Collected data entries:

PR #721, opened 2021-05-31
conf/machine: enable serial uart via the micro-USB connector J501

ichergui:

* here is the logs from the serial UART
[serial_uart_xavier_uefi.log](https://github.com/OE4T/meta-tegra/files/6572138/serial_uart_xavier_uefi.log)

### DIFF
--- a/conf/machine/include/agx-xavier-uefi.inc
+++ b/conf/machine/include/agx-xavier-uefi.inc
@@ -1,4 +1,4 @@
-SERIAL_CONSOLES ?= "115200;ttyS0"
+SERIAL_CONSOLES ?= "115200;ttyTCU0"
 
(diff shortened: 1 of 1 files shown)


madisongh:
Hmm, OK.  It never occurred to me to try this, given NVIDIA's instructions about using UEFI.  `ttyS0` is also available on the microUSB connector, on the third `ttyUSB` port it exposes to the host, rather than the fourth, but it would be nice to have to some consistency.  I'll give it a try.

madisongh:
OK, so I think NVIDIA uses `ttyS0` instead of `ttyTCU0` because ACPI doesn't expose the latter device, so you have to use the other console port in order to switch between devicetree mode and ACPI.

Since the eMMC also shows up differently between the two (at least with the 5.12 kernel we're using), I guess that's not a big deal.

#### Activity:
Exactly one number is the answer: how many lines of the entries contain the string "connector".

#### Your response:
2